Finding data

A key aspect of starting a computational project is finding your data! In some cases your supervisor will have data from the lab for you to work on, but you will still need to find things like genomes, or other data to support your work.

There is a wealth of data available online, and this will only increase as more journal prioritise open, reproducible science, and as sequencing costs continue to drop. If you are looking for data to answer a certain research question, thinking about what you need before you start looking can help to narrow and focus your search.

Things to consider

What kind of data do you need?

Considering the kind of data you want is a simple way narrow down your search.

For example:

  • Microarray

  • RNA-seq

  • Ribo-seq

  • SNPs in a given gene.

Do you need raw or processed data?

In some cases, you may not need raw data, and can look for data that has already undergone quality filtering, aligning, and normalisation, for example. This could include expression data, where you just need to know the RPKM of certain transcripts.
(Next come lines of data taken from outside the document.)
Issue #705, opened 2017-09-06
Incorrect work with coordinates in landscape mode while executing press + moveTo commands


tmytlovych:
## The problem

While executing the following command in landscape, appium treats 'x' as 'y' and vise versa.

## **Environment**

Appium version (or git revision) that exhibits the issue: Appium v1.7.0-beta, v1.6.6-beta.4
Last Appium version that did not exhibit the issue (if applicable): Appium v1.6.3
Desktop OS/version used to run Appium: Sierra Version 10.12.5
Mobile platform/version under test: iPad Air 2, iOS 11.0
Real device or emulator/simulator: simulator

## **Details**

Also by executing the commands added, element is moved from the bottom of the screen by the diagonal (not just by one of the axis)

## **Appium logs**

Found matching gesture: drag

[debug] [JSONWP Proxy] Proxying [POST /wda/dragfromtoforduration] to [POST http://localhost:8100/session/1EB033B5-BDAD-4132-950A-D1B91D8C0437/wda/dragfromtoforduration] with body: {"fromX":716,"fromY":209,"toX":1543,"toY":418,"duration":1}

## **Code To Reproduce Issue**

new TouchAction(appiumDriver).press(716, 209).waitAction(1000).moveTo(827, 209).release().perform();

marekcirkos:
@mykola-mokhnach Is this Appium issue or your coordinate swapping?

mykola-mokhnach:
No, it started to happen after Xcode update to version 9. I've added a [PR](https://github.com/facebook/WebDriverAgent/pull/714) a while ago to fix that and this PR has been even already merged into our local forked WDA.

marekcirkos:
Merged. @tmytlovych Can you confirm it works for you?

quannd307:
Hi @mykola-mokhnach , about this issue [https://github.com/appium/appium/issues/9329](url), I've checked out the latest release of WDA (v2.58.1) but this issue still happens. Can you confirm that issue is solved?
Thank in advance!

marekcirkos:
@mykola-mokhnach Is it https://github.com/facebook/WebDriverAgent/issues/856 related?

mykola-mokhnach:
All of them are related if we are talking about non-default orientation.

PR #714, opened 2017-09-13
Handle coordinates calculation for non-default screen orienation, which has been fixed since iphoneos SDK 11.0

mykola-mokhnach:
XCTest has a bug when tap coordinates are inverted if device orientation differs from portrait, which has been fixed since SDK version 11.0 (Xcode9+). This PR checks the actual SDK version used to compile WDA to determine whether to apply coordinates calculation workaround.

### DIFF
--- a/WebDriverAgentTests/UnitTests/FBSDKVersionTests.m
+++ b/WebDriverAgentTests/UnitTests/FBSDKVersionTests.m
@@ -1,0 +1,67 @@
+/**
+ * Copyright (c) 2015-present, Facebook, Inc.
+ * All rights reserved.
+ *
+ * This source code is licensed under the BSD-style license found in the
+ * LICENSE file in the root directory of this source tree. An additional grant
+ * of patent rights can be found in the PATENTS file in the same directory.
+ */
+
+#import <XCTest/XCTest.h>
+
+#import "FBRuntimeUtils.h"
+
+@interface FBSDKVersionTests : XCTestCase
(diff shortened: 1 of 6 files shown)


mykola-mokhnach:
Linking https://github.com/facebook/WebDriverAgent/issues/705

cosminstirbu:
Hello,

We'd really appreciate if this can get reviewed and merged as it is causing a high number of our tests to fail.

Thank you,
Cosmin

mykola-mokhnach:
I checked the general functionality with integration tests we already have for _fb_tap_ method. Would you like to cover other methods with unit tests?

WebDriverAgentTests/UnitTests/FBSDKVersionTests.m
```diff
@@ -0,0 +1,67 @@
...
+@property (nonatomic, readonly) NSString *higherSDKVersion;
+@end
+
+@implementation FBSDKVersionTests
+
+- (void)setUp
+{
+  [super setUp];
+  NSDictionary *bundleDict = [[NSBundle mainBundle] infoDictionary];
+  [bundleDict setValue:@"11.0" forKey:@"DTSDKName"];
```
marekcirkos: Hacky like hell :).
Easier approach might be having two layer API, one where you pass current version explicitly (that one you test) and second convenience one that passes current SDK version.

Tho we can merge this one and fix it if there is a problem.

PR #726, opened 2017-09-20
Make sure source type is set

mykola-mokhnach:
It might be that resulting error message contains "(null)" string if _format_ request argument is not set in the current implementation. This PR fixes this problem by assuring that _sourceType_ is always set to a valid string.


mykola-mokhnach:
Closed in favour of https://github.com/facebook/WebDriverAgent/pull/731

Issue #463, opened 2017-01-25
Action endpoints


marekcirkos:
Instead of implementing per gesture endpoints. Let's implement WD action endpoints that allow custom gestures. https://w3c.github.io/webdriver/webdriver-spec.html#actions

qmfrederik:
@marekcirkos I may give implementing part of the actions API a try in the coming days, in particular for touch gestures.

Before I do, I just wanted to make sure no other work is being done in this area. Also, did you have any specific design in mind for the actions API?

marekcirkos:
@qmfrederik We are not actively working on this, so feel free to give it try. We will be happy to review it.

PR #740, opened 2017-10-05
Implement support for gesture chains

mykola-mokhnach:
Implements touch actions support for Appium's and [W3C](https://github.com/jlipps/simple-wd-spec#perform-actions) protocols. The Appium's protocol might be considered as [temporary](https://github.com/appium/appium/issues/9579), since all the current versions of Appium client libs support it, which means we can start to use it immediately having minimal changes in the server code.

### DIFF
--- a/WebDriverAgent.xcodeproj/project.pbxproj
+++ b/WebDriverAgent.xcodeproj/project.pbxproj
@@ -10,6 +10,11 @@
 		711084441DA3AA7500F913D6 /* FBXPath.h in Headers */ = {isa = PBXBuildFile; fileRef = 711084421DA3AA7500F913D6 /* FBXPath.h */; settings = {ATTRIBUTES = (Public, ); }; };
 		711084451DA3AA7500F913D6 /* FBXPath.m in Sources */ = {isa = PBXBuildFile; fileRef = 711084431DA3AA7500F913D6 /* FBXPath.m */; };
 		7119E1EC1E891F8600D0B125 /* FBPickerWheelSelectTests.m in Sources */ = {isa = PBXBuildFile; fileRef = 7119E1EB1E891F8600D0B125 /* FBPickerWheelSelectTests.m */; };
+		71241D781FAE31F100B9559F /* FBAppiumActionsSynthesizer.m in Sources */ = {isa = PBXBuildFile; fileRef = 71241D771FAE31F100B9559F /* FBAppiumActionsSynthesizer.m */; };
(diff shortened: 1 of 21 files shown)


WebDriverAgentTests/IntegrationTests/FBTouchActionIntegrationTests.m
```diff
@@ -0,0 +1,388 @@
...
+            }
+        },
+      @{
+        @"action": @"cancel"
+        },
+      ],
+    
+    // Chain with unknown action
+    @[@{
+        @"action": @"tapP",
```
KazuCocoa: Does this mean `tap`?

mykola-mokhnach: this is intended to fail - the test verifies expected errors in case of invalid chains

marekcirkos:
I haven't seen the code in detail yet, however we could push this to kill all action endpoints and have proper WD action endpoint implementation right? https://github.com/facebook/WebDriverAgent/issues/463

mykola-mokhnach:
There are, actually, several important concerns here:
- The current implementation is compatible to Appium's TouchAction protocol, which is currently used by the clients. This a bit different from what W3C [currently defines](https://github.com/jlipps/simple-wd-spec#perform-actions), but will allow us to incorporate it with minimal effort. That is why I put the calls to new endpoints under `/wda`methods subset.
- There are too many possible chain variants. I tried to cover at least the most common ones, but there still might be issues, especially if we are talking about multiple different iOS versions/SDK support, landscape/portrait mode, etc. That is why we had an idea to merge this PR after it is reviewed by an expert to Appium's beta fork and let testers to check it first/gather the feedback.

mykola-mokhnach:
@marekcirkos I did some improvements there, so now there are endpoints for both implementations: W3C and Appium. Please take a look when you have time, because the change is quite big %)

mykola-mokhnach:
The PR is going to be merged to Appium fork of WDA

jmei08:
@mykola-mokhnach when will you merge this PR to wda please?Our team use wda only without appium.

mykola-mokhnach:
Sorry, but it's too much work for me to maintain both forks. Perhaps, we'll test the implementation with Appium first to make sure there are no major issues and then I'll create a new PR (not sure how long it would take to review it though)

Kitty2014:
@mykola-mokhnach did this release or beta？ I can help you for the Testing in our Team,thanks

PR #4516, opened 2021-11-18
UI test CI tweaks

ouchadam:
- Makes the Sanity github action fail on error and use a Pixel 5 profile
- Adds waits for bottom sheets and dialogs
- Increases default espresso timeouts from 60 seconds to 120
- Increases text length in the edit text check as the runner tends to tap the "(edited)" part which opens a different bottom sheet


bmarty (approved):
LGTM thanks a lot for all this improvements!

PR #4521, opened 2021-11-19
Fix "@JvmStatic used for @Provides function in an object class" Lint warning

bmarty:
See https://github.com/google/dagger/releases/tag/dagger-2.25.2 point 2.ii. : @Module object classes no longer need @JvmStatic on the provides methods.
Ensure this warning does not appear again.

### DIFF
--- a/vector/src/main/java/im/vector/app/core/di/SingletonModule.kt
+++ b/vector/src/main/java/im/vector/app/core/di/SingletonModule.kt
@@ -73,69 +73,58 @@ abstract class VectorBindModule {
 object VectorStaticModule {
 
     @Provides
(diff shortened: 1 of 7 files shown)


vector/src/main/java/im/vector/app/core/di/SingletonModule.kt
```diff
@@ -73,69 +73,58 @@ abstract class VectorBindModule {
 object VectorStaticModule {
 
     @Provides
-    @JvmStatic
```
ouchadam, line 76: :wave: :wave:

ouchadam (approved):

PR #4527, opened 2021-11-19
Voice Draft support

### LINKED ISSUE #3833: [Bug|Crash] Voice Messages sending need more robustfully

ouchadam:
Continuation of @onurays #4237 rebased on all of the refactors around the `VoiceMessageRecorderView` and `MessageComposerViewModel` refactors

- This doesn't include moving any logic to the SDK yet but all the Text + Voice draft logic sits in one place under the `MessageComposerViewModel`
- Also fixes #3833 which was caused by only using a single file for all voice recordings, the fix is to simply use a unique file per voice recording 

| BEFORE | AFTER | 
| --- | --- |
|before-voice-draft|after-voice-draft

### DIFF
--- a/matrix-sdk-android/src/main/java/org/matrix/android/sdk/api/session/room/send/UserDraft.kt
+++ b/matrix-sdk-android/src/main/java/org/matrix/android/sdk/api/session/room/send/UserDraft.kt
@@ -23,11 +23,14 @@ package org.matrix.android.sdk.api.session.room.send
  * EDIT: draft of an edition of a message
  * REPLY: draft of a reply of another message
  */
-sealed class UserDraft(open val content: String, open val messageType: String) {
-    data class REGULAR(override val content: String, override val messageType: String) : UserDraft(content, messageType)
-    data class QUOTE(val linkedEventId: String, override val content: String, override val messageType: String) : UserDraft(content, messageType)
-    data class EDIT(val linkedEventId: String, override val content: String, override val messageType: String) : UserDraft(content, messageType)
-    data class REPLY(val linkedEventId: String, override val content: String, override val messageType: String) : UserDraft(content, messageType)
+sealed interface UserDraft {
+    val content: String
+    val messageType: String
+
+    data class REGULAR(override val content: String, override val messageType: String) : UserDraft
+    data class QUOTE(val linkedEventId: String, override val content: String, override val messageType: String) : UserDraft
+    data class EDIT(val linkedEventId: String, override val content: String, override val messageType: String) : UserDraft
+    data class REPLY(val linkedEventId: String, override val content: String, override val messageType: String) : UserDraft
 
     fun isValid(): Boolean {
         return when (this) {
--- a/matrix-sdk-android/src/main/java/org/matrix/android/sdk/api/session/room/send/UserDraft.kt
+++ b/matrix-sdk-android/src/main/java/org/matrix/android/sdk/api/session/room/send/UserDraft.kt
@@ -24,17 +24,14 @@ package org.matrix.android.sdk.api.session.room.send
  * REPLY: draft of a reply of another message
  */
 sealed interface UserDraft {
-    val content: String
-    val messageType: String
-
-    data class REGULAR(override val content: String, override val messageType: String) : UserDraft
-    data class QUOTE(val linkedEventId: String, override val content: String, override val messageType: String) : UserDraft
-    data class EDIT(val linkedEventId: String, override val content: String, override val messageType: String) : UserDraft
-    data class REPLY(val linkedEventId: String, override val content: String, override val messageType: String) : UserDraft
+    data class Regular(val content: String, val messageType: String) : UserDraft
+    data class Quote(val linkedEventId: String, val content: String, val messageType: String) : UserDraft
+    data class Edit(val linkedEventId: String, val content: String, val messageType: String) : UserDraft
+    data class Reply(val linkedEventId: String, val content: String, val messageType: String) : UserDraft
 
     fun isValid(): Boolean {
         return when (this) {
-            is REGULAR -> content.isNotBlank()
+            is Regular -> content.isNotBlank()
             else       -> true
         }
     }
--- a/matrix-sdk-android/src/main/java/org/matrix/android/sdk/api/session/room/send/UserDraft.kt
+++ b/matrix-sdk-android/src/main/java/org/matrix/android/sdk/api/session/room/send/UserDraft.kt
@@ -24,7 +24,7 @@ package org.matrix.android.sdk.api.session.room.send
  * REPLY: draft of a reply of another message
  */
 sealed interface UserDraft {
-    data class Regular(val content: String, val messageType: String) : UserDraft
+    data class Regular(val content: String) : UserDraft
     data class Quote(val linkedEventId: String, val content: String) : UserDraft
     data class Edit(val linkedEventId: String, val content: String) : UserDraft
     data class Reply(val linkedEventId: String, val content: String) : UserDraft
--- a/matrix-sdk-android/src/main/java/org/matrix/android/sdk/api/session/room/send/UserDraft.kt
+++ b/matrix-sdk-android/src/main/java/org/matrix/android/sdk/api/session/room/send/UserDraft.kt
@@ -25,9 +25,9 @@ package org.matrix.android.sdk.api.session.room.send
  */
 sealed interface UserDraft {
     data class Regular(val content: String, val messageType: String) : UserDraft
-    data class Quote(val linkedEventId: String, val content: String, val messageType: String) : UserDraft
-    data class Edit(val linkedEventId: String, val content: String, val messageType: String) : UserDraft
-    data class Reply(val linkedEventId: String, val content: String, val messageType: String) : UserDraft
+    data class Quote(val linkedEventId: String, val content: String) : UserDraft
+    data class Edit(val linkedEventId: String, val content: String) : UserDraft
+    data class Reply(val linkedEventId: String, val content: String) : UserDraft
 
     fun isValid(): Boolean {
         return when (this) {
--- a/matrix-sdk-android/src/main/java/org/matrix/android/sdk/api/session/room/send/UserDraft.kt
+++ b/matrix-sdk-android/src/main/java/org/matrix/android/sdk/api/session/room/send/UserDraft.kt
@@ -28,6 +28,7 @@ sealed interface UserDraft {
     data class Quote(val linkedEventId: String, val content: String) : UserDraft
     data class Edit(val linkedEventId: String, val content: String) : UserDraft
     data class Reply(val linkedEventId: String, val content: String) : UserDraft
+    data class Voice(val content: String) : UserDraft
 
     fun isValid(): Boolean {
         return when (this) {
--- a/matrix-sdk-android/src/main/java/org/matrix/android/sdk/api/session/room/send/UserDraft.kt
+++ b/matrix-sdk-android/src/main/java/org/matrix/android/sdk/api/session/room/send/UserDraft.kt
@@ -23,15 +23,15 @@ package org.matrix.android.sdk.api.session.room.send
  * EDIT: draft of an edition of a message
  * REPLY: draft of a reply of another message
  */
-sealed class UserDraft(open val text: String) {
-    data class REGULAR(override val text: String) : UserDraft(text)
-    data class QUOTE(val linkedEventId: String, override val text: String) : UserDraft(text)
-    data class EDIT(val linkedEventId: String, override val text: String) : UserDraft(text)
-    data class REPLY(val linkedEventId: String, override val text: String) : UserDraft(text)
+sealed class UserDraft(open val content: String, open val messageType: String) {
+    data class REGULAR(override val content: String, override val messageType: String) : UserDraft(content, messageType)
+    data class QUOTE(val linkedEventId: String, override val content: String, override val messageType: String) : UserDraft(content, messageType)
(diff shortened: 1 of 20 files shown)


vector/src/main/java/im/vector/app/features/home/room/detail/composer/MessageComposerViewModel.kt
```diff
@@ -741,14 +745,32 @@ class MessageComposerViewModel @AssistedInject constructor(
...
     }
 
     private fun handlePauseRecordingVoiceMessage() {
         voiceMessageHelper.pauseRecording()
     }
 
+    private fun handleEntersBackground(composerText: String) {
+        withState {
+            if (it.isVoiceRecording) {
+                handleEndAllVoiceActions(deleteRecord = false)?.toContentAttachmentData()?.let { voiceDraft ->
```
ouchadam, line 764: in order to move all of the voice draft logic to the SDK, we'd also need to move the voice helpers, is that what you had in mind @bmarty ?

DoM1niC:
This will fix @ouchadam ? https://github.com/vector-im/element-android/issues/3833 

in my case this could be reproduce in flight mode and more than one sendet Voice Messages after back online only one will be success send and the other show resend error state but couldn't be resend .... and have to dismiss and new recorded...

vector/src/main/java/im/vector/app/features/home/room/detail/composer/MessageComposerViewModel.kt
bmarty: Not really, I would like the SDK be able to manage the draft file storage itself, but not the logic. We can discuss this on Monday.

ouchadam: I could imagine something like... 

```kotlin
override fun initializeRecord(roomId: String) {
  outputFile = draftService.readFile(key = roomId)
}

override fun startRecord(roomId: String) {
  outputFile = draftService.createFile(key = roomId)
}
```

ouchadam:
> This will fix @ouchadam ? #3833
> 
> in my case this could be reproduce in flight mode and more than one sendet Voice Messages after back online only one will be success send and the other show resend error state but couldn't be resend .... and have to dismiss and new recorded...


Not yet, but I have been able to reproduce the issue locally thanks to your steps, I'm look into the cause :crossed_fingers: 

2021-11-22T12:56:54,356286228+00:00


> **Bug in voice-composer Commit:** voice-composer changes brick the Message edit Stuff here with the Info you cant edit Messages while Recording a Voice Message :D ^^

great catch! https://github.com/vector-im/element-android/pull/4527/commits/5687c36c65d488cd48c0ac6e19fa524ad610be97

| BEFORE | AFTER |
| --- | --- |
|before-edit-message|after-edit-message

matrix-sdk-android/src/main/java/org/matrix/android/sdk/api/session/room/send/UserDraft.kt
```diff
@@ -23,15 +23,18 @@ package org.matrix.android.sdk.api.session.room.send
...
-sealed class UserDraft(open val text: String) {
-    data class REGULAR(override val text: String) : UserDraft(text)
-    data class QUOTE(val linkedEventId: String, override val text: String) : UserDraft(text)
-    data class EDIT(val linkedEventId: String, override val text: String) : UserDraft(text)
-    data class REPLY(val linkedEventId: String, override val text: String) : UserDraft(text)
+sealed interface UserDraft {
+    val content: String
+    val messageType: String
+
+    data class REGULAR(override val content: String, override val messageType: String) : UserDraft
```
ouchadam, line 30: I'm wondering if `Voice` should be a dedicated draft type rather than a `messageType` sub type :thinking:

bmarty: I think the code would be clearer with a VOICE data class (they are allcaps...). But I do not know if we will end up with many other cases. @onurays WDYT?

vector/src/main/java/im/vector/app/features/voice/AbstractVoiceRecorder.kt
```diff
@@ -57,9 +61,22 @@ abstract class AbstractVoiceRecorder(
...
+        getFilenameFromUri(context, attachmentData.queryUri)?.let {
+            val voiceMessageFolder = File(outputDirectory, roomId.md5())
+            outputFile = File(voiceMessageFolder, it)
+        }
+    }
+
+    override fun startRecord(roomId: String) {
         init()
-        outputFile = File(outputDirectory, "Voice message.$filenameExt")
+        val fileName = "Voice message-${UUID.randomUUID()}.$filenameExt"
```
ouchadam, line 73: using unique files for the recording fixes #3833

bmarty: The filename can in some circumstance be visible to the user, is it possible to use a subfolder instead, and keep a human readable filename?

bmarty: image

vector/src/main/java/im/vector/app/features/home/room/detail/RoomDetailFragment.kt
```diff
@@ -392,7 +393,13 @@ class RoomDetailFragment @Inject constructor(
                 return@onEach
             }
             when (mode) {
-                is SendMode.REGULAR -> renderRegularMode(mode.text)
+                is SendMode.REGULAR -> {
+                    if (mode.messageType == MessageType.MSGTYPE_AUDIO) {
```
bmarty, line 397: This is where the code is not typed enough IMO, MSGTYPE_AUDIO is not necessarily a voice message. But for draft this is the only possible case I think...

vector/src/main/java/im/vector/app/features/voice/AbstractVoiceRecorder.kt
ouchadam: I'll have a look, out of interest do we need to display the real file name here, could the label be hardcoded?

vector/src/main/java/im/vector/app/features/home/room/detail/composer/MessageComposerViewModel.kt
```diff
@@ -741,14 +745,32 @@ class MessageComposerViewModel @AssistedInject constructor(
...
+                    handleSaveDraft(draft = voiceDraft.toJsonString(), messageType = MessageType.MSGTYPE_AUDIO)
+                }
+                setState { it.copy(voiceRecordingUiState = VoiceMessageRecorderView.RecordingUiState.None) }
```
bmarty, line 767: Is it worth (re-)setting the state when entering Background? What about screen rotation?

vector/src/main/java/im/vector/app/features/voice/AbstractVoiceRecorder.kt
```diff
@@ -57,9 +61,22 @@ abstract class AbstractVoiceRecorder(
...
+        val outputDirectoryForRoom = File(outputDirectory, roomId.md5()).apply {
+            if (!exists()) {
+                mkdirs()
```
bmarty, line 76: `mkdirs()` do the existing check, do you remember :)

bmarty (commented):
Nice work! Still some open question about who is responsible to save the draft voice file.

vector/src/main/java/im/vector/app/features/home/room/detail/composer/MessageComposerViewModel.kt
```diff
@@ -741,14 +745,32 @@ class MessageComposerViewModel @AssistedInject constructor(
...
 
     private fun handlePauseRecordingVoiceMessage() {
         voiceMessageHelper.pauseRecording()
     }
 
+    private fun handleEntersBackground(composerText: String) {
+        withState {
+            if (it.isVoiceRecording) {
+                handleEndAllVoiceActions(deleteRecord = false)?.toContentAttachmentData()?.let { voiceDraft ->
+                    handleSaveDraft(draft = voiceDraft.toJsonString(), messageType = MessageType.MSGTYPE_AUDIO)
```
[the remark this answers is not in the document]
ouchadam: I'll give it a go :crossed_fingers:

vector/src/main/java/im/vector/app/features/home/room/detail/composer/MessageComposerViewModel.kt
ouchadam: will check

vector/src/main/java/im/vector/app/features/home/room/detail/RoomDetailFragment.kt
ouchadam: I think this is a sign to move away from the `MSGTYPE` and have a separate `Voice` send mode

vector/src/main/java/im/vector/app/features/home/room/detail/composer/MessageComposerViewModel.kt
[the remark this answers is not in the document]
ouchadam: if we pass the file it means the SDK will have parse the vector Uri https://github.com/vector-im/element-android/blob/develop/vector/src/main/java/im/vector/app/features/home/room/detail/composer/VoiceMessageHelper.kt#L78 which includes interacting with the `multipicker` 

the current recording and draft file are the same instance, the draft itself is the audio file metadata and the uri reference back to the file, other than creating the initial file and reopening I'm not sure we can move much else to the SDK

vector/src/main/java/im/vector/app/features/home/room/detail/composer/MessageComposerViewModel.kt
ouchadam: this state update isn't needed, will remove and for rotation the recording stops and the playback composer is displayed until sent or deleted

vector/src/main/java/im/vector/app/features/voice/AbstractVoiceRecorder.kt
ouchadam: https://github.com/vector-im/element-android/pull/4527/commits/cd4e9916ff076c8dcef60d3b619f362e28c7abff

matrix-sdk-android/src/main/java/org/matrix/android/sdk/api/session/room/send/UserDraft.kt
ouchadam: it would also mean we can avoid any database entity changes

vector/src/main/java/im/vector/app/features/voice/AbstractVoiceRecorder.kt
bmarty: Yes, this is another way to fix the display issue. But also the file can be downloaded, etc. so a human readable filename should still be nice.

matrix-sdk-android/src/main/java/org/matrix/android/sdk/api/session/room/send/UserDraft.kt
onurays: Good catch. That make sense and yes we are preserving the `draftMode` in `DraftEntity`. So no migration will be needed.

vector/src/main/java/im/vector/app/features/home/room/detail/composer/MessageComposerViewModel.kt
bmarty: Nice to have: the recording should not stop on screen rotation... (maybe handle that in another PR)

vector/src/main/java/im/vector/app/features/home/room/detail/composer/MessageComposerViewModel.kt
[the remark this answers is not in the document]
bmarty: OK

ouchadam:
closing whilst addressing comments

vector/src/main/java/im/vector/app/features/voice/AbstractVoiceRecorder.kt
ouchadam: https://github.com/vector-im/element-android/pull/4527/commits/c2ec15726cb52fd85f3bbaf08c8c2d39f9752965

We can use the file provider to provide a human readable name, downloads automatically append a timestamp

| NAME | DOWNLOAD | 
| --- | --- |
|after-voice-message|after-downloaded-vm

vector/src/main/java/im/vector/app/features/home/room/detail/composer/MessageComposerViewModel.kt
ouchadam: Not stopping the recording will probably mean moving the recording/playback to a service (it would also enable recording/playing whilst the screen is off or in other screens), would need its own ticket/issue

The rotation is already a bit funny in develop~

| ROTATION |
| --- | 
vm-rotation

ouchadam:
noticed some more oddities with rotation, closing again :(

ouchadam:
closing again in favour of breaking this down into smaller PRs #4548 #4547

PR #4537, opened 2021-11-22
Feature/bma/more cleanup

bmarty:
Add a way to force the display of the DialPad (only in debug mode)


vector/src/main/java/im/vector/app/features/home/HomeDetailViewModel.kt
```diff
@@ -100,16 +100,19 @@ class HomeDetailViewModel @AssistedInject constructor(@Assisted initialState: Ho
...
-                }
-            }
+        vectorDataStore.pushCounterFlow.setOnEach { nbOfPush ->
+            copy(
+                    pushCounter = nbOfPush
+            )
         }
+
+        vectorDataStore.forceDialPadDisplayFlow.onEach { force ->
+            forceDialPad = force
```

However, finding pre-processed data doesn’t mean you don’t have prep work! You should read the associated paper, particularly the methods. Try to understand what has happened to the data, and any weirdness to expect. Did the authors use exactly the same protocol on the control/treated data? You won’t be able to interpret your results effectively unless you really know your data.

Raw data, such as fastq files, will need more work from you, including quality checks, adaptor and contaminant removal, and alignment. This may be relatively straightforward - there are lots of friendly pipelines and tutorials - but is quite intimidating for a beginner.

The advantage of getting raw data is you will have a better understanding of what has happened to the data, although you will still need to read the paper to understand how it was generated! However, things can and will go wrong. There are more choices for you when using raw data, for example which software to use, and more software to install and run. It is worth considering how much time you have for your project.

What species are you working on?

  • Often this will be human - great! Lots of data available, well annotated genome and transcriptome - all of the good things. 💃

  • Another model species - also great! However, think about the genetic background of your species. For example, lab mice are WEIRD. Most mouse genomes are from lab mice that have had all sorts of inbreeding and oddness - are they going to give a true answer to your question? On the other hand, there are ,mouse strains bred specifically for things like cancer research. 🐁

  • A bit of a weird species - do your background. Go find out:

    • Is there a genome annotation?

    • Is it a good annotation? What’s the N50? When was it last updated?

Are you studying a disease, e.g. cancer?

  • Exactly what cancer are you interested in?

  • What kind of sample do you want? For example the tumour only, or is ok if there’s some surrounding tissue?

  • Treatment/no treatment/both?

  • Do you need cancer patients and normal control tissue?

  • How many variables are likely to impact your results? Age, tumour grade, sex, etc. Does the data you’re looking at include this information?

Availability

  • Science and code should be open source and collaborative. Many journals now require that data is uploaded to a publicly accessible repository. However, not everyone sticks to this - everyone has read the words “data available upon reasonable request”.

  • If you think it’s available… have you checked? These things are often painful, go test the system and be sure before you commit.

  • Did you definitely check?? Go check.

You need to think about all these things and more. Sit down and think about your research question, and what you need to answer it. Then make yourself a list with two sections:

  • Key features - what does a data set HAVE to have to be useful?

  • Useful extras - what would it be great but not essential? Either for helping you ask more questions, or just to make your work more robust.

Then take your shopping list and go searching for your dream data!